◆ **The records**
=-=-=-=-=

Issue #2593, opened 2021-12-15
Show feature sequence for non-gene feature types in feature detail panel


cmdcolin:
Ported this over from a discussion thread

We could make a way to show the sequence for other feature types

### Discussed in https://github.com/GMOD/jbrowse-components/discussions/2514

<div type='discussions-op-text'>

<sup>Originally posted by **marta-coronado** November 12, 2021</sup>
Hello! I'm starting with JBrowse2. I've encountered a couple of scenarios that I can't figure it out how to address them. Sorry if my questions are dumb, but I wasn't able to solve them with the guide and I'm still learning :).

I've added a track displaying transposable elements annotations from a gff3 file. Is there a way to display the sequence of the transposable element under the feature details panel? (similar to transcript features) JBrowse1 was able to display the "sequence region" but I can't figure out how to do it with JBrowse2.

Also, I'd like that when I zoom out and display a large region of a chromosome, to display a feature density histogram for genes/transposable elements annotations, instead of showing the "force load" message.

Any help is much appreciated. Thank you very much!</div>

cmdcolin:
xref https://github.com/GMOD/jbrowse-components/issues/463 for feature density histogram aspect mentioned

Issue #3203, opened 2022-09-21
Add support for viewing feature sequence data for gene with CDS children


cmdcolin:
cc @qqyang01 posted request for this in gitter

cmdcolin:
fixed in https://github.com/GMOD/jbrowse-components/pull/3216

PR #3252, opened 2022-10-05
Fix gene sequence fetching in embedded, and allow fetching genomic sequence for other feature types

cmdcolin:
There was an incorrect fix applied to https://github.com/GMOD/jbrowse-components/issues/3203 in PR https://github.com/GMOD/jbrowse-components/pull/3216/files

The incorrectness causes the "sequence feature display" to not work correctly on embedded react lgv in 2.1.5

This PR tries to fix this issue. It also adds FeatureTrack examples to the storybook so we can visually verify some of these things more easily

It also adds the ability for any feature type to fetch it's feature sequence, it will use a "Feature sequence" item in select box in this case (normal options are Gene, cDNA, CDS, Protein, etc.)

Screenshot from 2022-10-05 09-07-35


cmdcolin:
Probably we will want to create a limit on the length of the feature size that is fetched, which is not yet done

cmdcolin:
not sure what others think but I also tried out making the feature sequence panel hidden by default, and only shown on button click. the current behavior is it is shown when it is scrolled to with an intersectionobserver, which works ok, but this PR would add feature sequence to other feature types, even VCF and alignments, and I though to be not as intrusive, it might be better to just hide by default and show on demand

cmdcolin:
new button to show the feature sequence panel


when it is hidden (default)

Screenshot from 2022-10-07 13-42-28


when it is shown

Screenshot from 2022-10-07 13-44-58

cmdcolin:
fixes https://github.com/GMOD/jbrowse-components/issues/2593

=-=-=-=-=

◆ **Your assignment**
Your answer must be the full set of entries, copied exactly.

◆ **Task answer**
Issue #2593, opened 2021-12-15
Show feature sequence for non-gene feature types in feature detail panel


cmdcolin:
Ported this over from a discussion thread

We could make a way to show the sequence for other feature types

### Discussed in https://github.com/GMOD/jbrowse-components/discussions/2514

<div type='discussions-op-text'>

<sup>Originally posted by **marta-coronado** November 12, 2021</sup>
Hello! I'm starting with JBrowse2. I've encountered a couple of scenarios that I can't figure it out how to address them. Sorry if my questions are dumb, but I wasn't able to solve them with the guide and I'm still learning :).

I've added a track displaying transposable elements annotations from a gff3 file. Is there a way to display the sequence of the transposable element under the feature details panel? (similar to transcript features) JBrowse1 was able to display the "sequence region" but I can't figure out how to do it with JBrowse2.

Also, I'd like that when I zoom out and display a large region of a chromosome, to display a feature density histogram for genes/transposable elements annotations, instead of showing the "force load" message.

Any help is much appreciated. Thank you very much!</div>

cmdcolin:
xref https://github.com/GMOD/jbrowse-components/issues/463 for feature density histogram aspect mentioned

Issue #3203, opened 2022-09-21
Add support for viewing feature sequence data for gene with CDS children


cmdcolin:
cc @qqyang01 posted request for this in gitter

cmdcolin:
fixed in https://github.com/GMOD/jbrowse-components/pull/3216

PR #3252, opened 2022-10-05
Fix gene sequence fetching in embedded, and allow fetching genomic sequence for other feature types

cmdcolin:
There was an incorrect fix applied to https://github.com/GMOD/jbrowse-components/issues/3203 in PR https://github.com/GMOD/jbrowse-components/pull/3216/files

The incorrectness causes the "sequence feature display" to not work correctly on embedded react lgv in 2.1.5

This PR tries to fix this issue. It also adds FeatureTrack examples to the storybook so we can visually verify some of these things more easily

It also adds the ability for any feature type to fetch it's feature sequence, it will use a "Feature sequence" item in select box in this case (normal options are Gene, cDNA, CDS, Protein, etc.)

Screenshot from 2022-10-05 09-07-35


cmdcolin:
Probably we will want to create a limit on the length of the feature size that is fetched, which is not yet done

cmdcolin:
not sure what others think but I also tried out making the feature sequence panel hidden by default, and only shown on button click. the current behavior is it is shown when it is scrolled to with an intersectionobserver, which works ok, but this PR would add feature sequence to other feature types, even VCF and alignments, and I though to be not as intrusive, it might be better to just hide by default and show on demand

cmdcolin:
new button to show the feature sequence panel


when it is hidden (default)

Screenshot from 2022-10-07 13-42-28


when it is shown

Screenshot from 2022-10-07 13-44-58

cmdcolin:
fixes https://github.com/GMOD/jbrowse-components/issues/2593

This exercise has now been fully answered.